By Andre Troskie, EMEA Field CISO, Veeam
The financial service industry is no stranger to stringent regulation. Unlike other sectors that have scrambled to comply with legislation such as NIS2, FS organizations are comparatively pretty diligent when it comes to data resilience and cybersecurity. Having operated under some of the strictest regulatory standards for some time, for most, DORA compliance should be manageable – for internal operations that is.
Despite the confidence that many FS organizations likely have in their ability to comply with DORA audits and reporting, they can’t afford to take their eyes off the ball. DORA compliance extends beyond internal procedures, covering third-party service providers as well. It’s here where most organizations risk tripping up in the initial stages of DORA enforcement. With consequences ranging from significant fines to brand and reputational damage, it’s an issue that organizations can’t afford to overlook.
Well prepared?
Unlike other sectors that also have to comply with NIS2, financial services organizations by necessity are typically further ahead of the curve when it comes to regulatory compliance. For many, DORA’s requirements will have been about building on (and proving) the strength of the foundations already in place. The main focus on DORA for financial services will likely instead be on operational resilience testing, ensuring internal awareness of different scenarios and their risk impacts.
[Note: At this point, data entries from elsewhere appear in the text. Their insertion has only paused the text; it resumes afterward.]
Issue #359, opened 2024-10-12
Dummy Instruction Circuit


naure:
Create placeholder circuits that can handle any instructions.

The approach is to write one Dummy circuit for each instruction type. These produce the correct side-effects of each type: PC, register ops, memory ops. The circuit structures for each type already exist as gadgets (r_insn.rs, ...). The values are all available in the trace already so no calculation is needed. The dummy circuits just don't check the value correctness.

PR #369, opened 2024-10-12
Dummy Circuit - Basic ECALL

naure:
_Issue #359 and #567_

* The `DummyInstruction` implements all the communications of a step: state, fetch, registers, memory. But it does not verify calculations: any value can be written out.

* Placeholder circuits for missing implementations, including unknown ecalls.

* More precise register op assignment, see #570.

### DIFF
--- a/ceno_zkvm/src/instructions/riscv/dummy/dummy_circuit.rs
+++ b/ceno_zkvm/src/instructions/riscv/dummy/dummy_circuit.rs
@@ -67,13 +67,16 @@ impl<E: ExtensionField> DummyConfig<E> {
         circuit_builder: &mut CircuitBuilder<E>,
         codes: InsnCodes,
     ) -> Result<Self, ZKVMError> {
-        let (with_rs1, with_rs2, with_rd) = match codes.format {
-            InsnFormat::R => (true, true, true),
-            InsnFormat::I => (true, false, true),
-            InsnFormat::S => (true, true, false),
-            InsnFormat::B => (true, true, false),
-            InsnFormat::U => (false, false, true),
-            InsnFormat::J => (false, false, true),
+        let (with_rs1, with_rs2, with_rd) = match (codes.format, codes.kind) {
+            // ECALL reads its syscall_id, then do nothing.
+            (_, InsnKind::EANY) => (true, false, false),
+            // Regular instructions do what is implied by their format.
+            (InsnFormat::R, _) => (true, true, true),
+            (InsnFormat::I, _) => (true, false, true),
+            (InsnFormat::S, _) => (true, true, false),
+            (InsnFormat::B, _) => (true, true, false),
+            (InsnFormat::U, _) => (false, false, true),
+            (InsnFormat::J, _) => (false, false, true),
         };
         let with_mem_write = matches!(codes.category, InsnCategory::Store);
         let with_mem_read = matches!(codes.category, InsnCategory::Load);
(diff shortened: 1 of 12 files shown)


naure:
Updated + now with ecall support.

ceno_zkvm/src/instructions/riscv/dummy/dummy_circuit.rs
```diff
@@ -0,0 +1,238 @@
...
+    imm: WitIn,
+}
+
+impl<E: ExtensionField> DummyConfig<E> {
+    fn construct_circuit(
+        circuit_builder: &mut CircuitBuilder<E>,
+        codes: InsnCodes,
+    ) -> Result<Self, ZKVMError> {
+        let (with_rs1, with_rs2, with_rd) = match (codes.format, codes.kind) {
+            (_, InsnKind::EANY) => (true, true, false),
```
kunxian-xia, line 71: For `ecall` instructions, I think they need to read the `rd` register to get `syscall_id`.

ceno_zkvm/src/instructions/riscv/dummy/dummy_circuit.rs
```diff
@@ -0,0 +1,238 @@
...
+            (InsnFormat::R, _) => (true, true, true),
+            (InsnFormat::I, _) => (true, false, true),
+            (InsnFormat::S, _) => (true, true, false),
+            (InsnFormat::B, _) => (true, true, false),
+            (InsnFormat::U, _) => (false, false, true),
+            (InsnFormat::J, _) => (false, false, true),
```
kunxian-xia, line 77: Maybe we can get rid of them as opcodes that are not supported (i.e. `DIV / REM / REMU`) right now belong to the `R` category.

ceno_zkvm/src/instructions/riscv/dummy/dummy_circuit.rs
naure: It has to match `VMState::ecall`. That’s not true in this PR, I fixed it in another branch. I can backport it here to be consistent.

naure: Better idea: just treat it as an I instruction. I’ll make it so in the guest-example. Done.

hero78119:
DummyCircuit implementation LGTM!
Do you think we better make a feature toggle e.g. "dummy" and make it as default feature now?
Via a feature toggling means, at some point, we can assure there is no dummy opcode by toggle off, so in case there are some leak but we dont find it.

ceno_zkvm/src/instructions/riscv/dummy/dummy_circuit.rs
naure: After reworking this a bit: the ignored ecalls just read the syscall_id and do nothing else. Added comments to explain.

naure:
@hero78119 This is a gadget that an example or a benchmark can use. If you don’t use it, it’s not there.

ceno_zkvm/src/instructions/riscv/dummy/dummy_circuit.rs
naure: I also turned it into a parameter: `Platform.unsafe_ecall_nop`

ceno_zkvm/src/instructions/riscv/dummy/dummy_circuit.rs
naure: Yes we have implemented almost everything in the mean time 😄 . Maybe there will be other use-cases: test, benchmarks, demos ?

ceno_zkvm/src/instructions/riscv/dummy/dummy_circuit.rs
```diff
@@ -0,0 +1,236 @@
...
+        };
+        let with_mem_write = matches!(codes.category, InsnCategory::Store);
+        let with_mem_read = matches!(codes.category, InsnCategory::Load);
+        let branching = matches!(codes.category, InsnCategory::Branch)
```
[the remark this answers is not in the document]
naure: > let the caller decide

Done.

> several memory words

(discussed offline) This is the next step to do in follow-up PRs.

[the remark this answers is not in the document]
naure: Tracked in #567.

kunxian-xia (approved):
Looks good to me! Let's merge it to unblock the integration test #368. Any remaining issue can be addressed in follow-up PRs.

Most financial institutions and banks will have felt confident in their scenario-based testing and, by extension, their compliance with DORA when the deadline passed this January. And if the scope of DORA didn’t cover beyond internal organization compliance, they would be right. Unfortunately for most, DORA extends to cover all of an organization’s third parties and supply chains – creating the risk of a pretty large potential blindspot.
Time to put the work in
Financial services organizations can do all the work they want ensuring internal compliance to DORA but unless their third-party and supply partners are also compliant, they will fail regardless. And these are no small stakes. According to EY’s Global Third-Party Risk Management Survey, in the US alone, 98% of financial services organizations have partnerships with third-party vendors. Although they may not realize it, third parties are one of the biggest risks to FS organizations when it comes to DORA compliance.
Sadly, there is no quick fix. At the very minimum, every bank and financial institution in every EU Member State that falls under DORA is going to have to renegotiate many Service Level Agreement (SLA) with existing and new third-party partners. Financial services organizations can’t afford to be under any illusions, this will be a necessary but significant piece of work. Cementing DORA compliance as a pre-requisite will be essential for continued DORA compliance but will require collaborative work from across businesses. Security, risk management, and legal teams will all need to band together to pull this off.
DORA’s double-duty for data resilience
Of course, even having DORA compliance confirmed amongst your third-party providers won’t make your organization completely invulnerable to cybersecurity threats. But, it will put you in good stead when it comes to recovering from an attack. After all, regulatory compliance has never equaled complete security. DORA is more of an exercise in operational resilience improvement, which is a key piece of the puzzle for recovery from cyber attacks.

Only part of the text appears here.